Puede ser que esto sea un poco abstracto. Es más, yo diría que, efectivamente, lo es, aunque surge de fuentes vivas. Y es que todo esto se me ocurrió después de leer un par de libros del p. Kentenich y confrontarlos con la experiencia que tuve el año pasado en el Retiro Testimonios de Vida en San Luis Potosí. Pero es cierto que, al final, estas palabras son un esquema, un esqueleto, una lluvia de ideas. Queda para cada uno la misión de descubrir qué de todo esto nos toca la vida…y cómo le hacemos para que a este montón de palabras le empiece a correr sangre y a latir un corazón. Nuestra propia sangre. Nuestro corazón.

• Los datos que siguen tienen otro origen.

PR #203, opened 2016-12-07
[ui] Adds indeterminate state on checkboxes

### LINKED ISSUE #167: Need to add an indeterminate checkbox state. Design spec attached.
indeterminate checkbox

```
[ ] bug
[x] feature request
[ ] enhancement
```

### Expected behavior
Needed in a tree view to denote a group/folder that has some items checked, but not all.

### Environment details

* **Angular version:** 2.0.X

* **Clarity version:** 

* **OS and version:** 

hippee-lee:
- closes #167


src/clarity/checkboxes/_checkbox.clarity.scss
```diff
@@ -0,0 +1,19 @@
...
+      width: 75px;
+      height: 75px;
+      border: 1px solid darkblue;
+    }
+
+    &:after {
+      width: 50px;
+      height: 50px;
+      border: 1px solid darkorange;
+    }
```
dragosrusu: would it be a good idea to have standard sizes in $clr? or % type of sizes instead maybe?

mathisscott: Re: BEM. Great suggestion, @dragosrusu. For a number of reasons worthy of a blogpost, the team used Bootstrap as a base. So our classnames tend to reflect their direction. If/when we move away from Bootstrap, BEM, SMACSS, and OOCSS are all directions we should investigate.

re: standard sizes -- we usually try to do that (use standard sizes based on our vertical baseline). Kind of odd that there's a hardcoded 'darkorange' border there.

Thanks for the comments and suggestions!

hippee-lee: Thanks for the review @dragosrusu and nice catch! This code wan't removed when I cleaned up after dev.

src/clarity/forms/_forms.clarity.scss
```diff
@@ -434,6 +433,23 @@ $clr-custom-checkbox-radio-top: ($clr_baselineRem_1 - $clr-checkbox-radio-height
...
+        input[type="checkbox"]:indeterminate + label::after {
+            position: absolute;
+            content: '';
+            display: inline-block;
+            height: ($clr-checkbox-radio-height / 4 + 1);
+            width: $clr-checkbox-radio-height / 2;
+            border-left: none;
+            border-bottom: 2px solid white;
+            top: ($clr_baselineRem_1 - $clr-checkbox-radio-height) / 2;
+            left: $clr-checkbox-radio-height / 4;
```
mathisscott: These repetitive operations should be in a scoped var. 

`$clr-checkbox-radio-height / 4`

`$clr-checkbox-radio-height / 2`

src/clarity/checkboxes/checkbox.ts
```diff
@@ -34,29 +35,54 @@ let latestId = 0;
...
+
+    public get indeterminate () {
+        return this._indeterminate;
+    }
+
+    @Input("clrIndeterminate")
+    public set indeterminate(value: boolean) {
+        this.checked = false;
+        this._indeterminate = value;
+        this.indeterminateChange.emit(this._indeterminate);
```
mathisscott: So the expectation is that whenever a checkbox is set to indeterminate state that its checked value will be false?

We need a unit test to validate this.

Same for the other way, if a checkbox's checked state is set to false or true we need to make sure its indeterminate value is false.

src/clarity/forms/_forms.clarity.scss
```diff
@@ -434,6 +433,23 @@ $clr-custom-checkbox-radio-top: ($clr_baselineRem_1 - $clr-checkbox-radio-height
             display: inline-block;
         }
 
+        input[type="checkbox"]:indeterminate + label::before {
```
mathisscott: My assumption is that these styles work outside of the angular code. If that is the case, can we make sure to put a static example on the website so that people who aren't using Clarity-NG will know how to use these?

And if it isn't the case, can we make sure that it is?

Please validate that this selector will work in IE10-11. I have a bad feeling about it...

hippee-lee: I double checked that this works in IE 10 / 11: 
ie_10_checkbox
ie_11_checkbox

src/clarity/checkboxes/checkbox.spec.ts
```diff
@@ -134,6 +143,12 @@ describe("Checkbox", () => {
         expect(fixture.nativeElement.querySelector(".checkbox-inline")).not.toBeNull();
     });
 
+    it("supports indeterminate state", () => {
+        createTestComponent(IndetermiateCheckbox);
+        expect(fixture.nativeElement.querySelector(".checkbox-indeterminate")).not.toBeNull();
+        expect(fixture.componentInstance.checkboxInstance.indeterminate).toBe(true);
```
hippee-lee: @mathisscott - here is the test I wrote for indeterminate state. Good call on checking that its false - I'll add one for that.

src/clarity/forms/_forms.clarity.scss
hippee-lee: Yes, this code will work outside of clarity-angular **but,** the only way to set a checkbox to indeterminate state is with javascript. One cannot do 
`<input type="checkbox" indeterminate>`
like you can for checked. 
When it was brought to my attention this was referenced:
[Checkbox Visual States](https://css-tricks.com/indeterminate-checkboxes/)
[Pseudoclass Spec / Example](https://developer.mozilla.org/en-US/docs/Web/CSS/:indeterminate)
I'll add an example to the website. I need to wait until this is release though correct?

src/clarity/forms/_forms.clarity.scss
```diff
@@ -19,6 +18,8 @@ $clr-form-field-disabled-color: $clr-gray !default;
 $clr-checkbox-radio-height: $clr-icon-dimension-sm !default;
 $clr-form-icon-dim: $clr-icon-dimension-sm !default;
 $clr-custom-checkbox-radio-top: ($clr_baselineRem_1 - $clr-checkbox-radio-height) / 2 !default;
+$clr-checkbox-height: ($clr-checkbox-radio-height / 4 + 1);
```
adityarb88: Is this the height of the checkbox or is it just the height of the hypen/dash symbol in the checkbox in the indeterminate state? If it is the second one, we should change the variable name to reflect that. Same for the width on the next line.

src/clarity/forms/_forms.clarity.scss
adityarb88: @hippee-lee: Just one small thing. If you are planning to add this demo to the website, we should use Clarity buttons

hippee-lee: Updated the demo to use Clarity buttons.

youdz:
Sorry, I just realized I never put in there what I asked you internally. 

This does look much much better with standard CSS selectors rather than custom classes. Very good job.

En fin. Lo primero que habría que decir es que el “hombre nuevo schoenstattiano” (y la mujer nueva schoenstattiana, por supuesto, pero como yo soy hombre, y en primer lugar me digo todo esto a mí mismo, perdonen que escriba todo lo que sigue en masculino…) surge a partir de un encuentro con Cristo. Surge cuando nos dejamos encontrar por Él, cuando nos abrimos a la sorpresa de que Él esté tocando nuestra vida. El hombre nuevo es el que sabe interpretar su vida desde el momento decisivo del encuentro. Desde ahí, es capaz de descubrir a Jesús acompañándolo en toda su historia pasada. Es capaz de leer su historia a la luz de ese encuentro, de darse cuenta que nunca estuvo solo, que Dios fue tejiendo con Él una historia coherente que lo conduce a ser quien hoy es. Es capaz de descubrir la coherencia de esa historia y asombrarse, de ver cómo Dios lo preparó para ese encuentro decisivo a través de un sinfín de pequeñas cosas. Y, con todo esto, empieza a darse cuenta de que Dios lo amó primero, desde el principio.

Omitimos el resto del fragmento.